#### REQUIREMENT:
Take the entries below and print, exactly, the stretch from the line containing "superseded by #210" through the line containing "Hi, i am using", both included.

#### INFORMATION GIVEN:
====

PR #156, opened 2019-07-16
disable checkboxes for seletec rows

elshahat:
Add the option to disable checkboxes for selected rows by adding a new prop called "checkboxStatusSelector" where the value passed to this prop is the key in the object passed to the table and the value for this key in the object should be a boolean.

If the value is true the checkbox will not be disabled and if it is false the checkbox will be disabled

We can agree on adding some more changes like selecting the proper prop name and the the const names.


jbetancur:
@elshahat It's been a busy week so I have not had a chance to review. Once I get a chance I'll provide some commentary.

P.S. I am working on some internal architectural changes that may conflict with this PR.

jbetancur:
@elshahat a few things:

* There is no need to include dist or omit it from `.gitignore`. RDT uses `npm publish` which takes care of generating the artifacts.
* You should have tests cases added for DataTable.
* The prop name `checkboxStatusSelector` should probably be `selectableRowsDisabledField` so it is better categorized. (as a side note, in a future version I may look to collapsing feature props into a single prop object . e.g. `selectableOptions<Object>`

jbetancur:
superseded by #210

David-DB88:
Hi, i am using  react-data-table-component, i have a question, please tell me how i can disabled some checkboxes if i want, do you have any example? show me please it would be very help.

====

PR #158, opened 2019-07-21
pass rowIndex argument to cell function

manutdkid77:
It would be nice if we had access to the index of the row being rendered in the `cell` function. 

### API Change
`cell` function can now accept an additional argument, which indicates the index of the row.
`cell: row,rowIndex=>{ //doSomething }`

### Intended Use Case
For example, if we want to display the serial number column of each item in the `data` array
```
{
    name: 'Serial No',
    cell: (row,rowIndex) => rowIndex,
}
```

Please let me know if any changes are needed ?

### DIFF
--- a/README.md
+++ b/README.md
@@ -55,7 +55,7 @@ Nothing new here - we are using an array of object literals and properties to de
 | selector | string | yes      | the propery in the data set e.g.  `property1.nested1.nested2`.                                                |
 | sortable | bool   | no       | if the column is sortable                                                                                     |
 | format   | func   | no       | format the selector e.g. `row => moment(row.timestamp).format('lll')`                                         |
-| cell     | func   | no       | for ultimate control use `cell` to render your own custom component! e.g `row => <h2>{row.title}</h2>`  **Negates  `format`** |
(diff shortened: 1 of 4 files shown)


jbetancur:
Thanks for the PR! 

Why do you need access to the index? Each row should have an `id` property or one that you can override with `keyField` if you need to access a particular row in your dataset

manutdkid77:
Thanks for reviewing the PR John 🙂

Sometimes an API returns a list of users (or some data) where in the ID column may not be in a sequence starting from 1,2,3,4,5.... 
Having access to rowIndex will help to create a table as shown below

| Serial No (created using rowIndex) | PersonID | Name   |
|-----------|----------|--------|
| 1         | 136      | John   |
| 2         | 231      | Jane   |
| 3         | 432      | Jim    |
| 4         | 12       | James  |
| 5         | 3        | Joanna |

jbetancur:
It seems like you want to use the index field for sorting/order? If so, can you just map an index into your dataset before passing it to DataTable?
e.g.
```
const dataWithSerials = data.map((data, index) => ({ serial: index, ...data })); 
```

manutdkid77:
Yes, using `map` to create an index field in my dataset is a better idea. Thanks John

====

#### RESPONSE BOX:
superseded by #210

David-DB88:
Hi, i am using  react-data-table-component, i have a question, please tell me how i can disabled some checkboxes if i want, do you have any example? show me please it would be very help.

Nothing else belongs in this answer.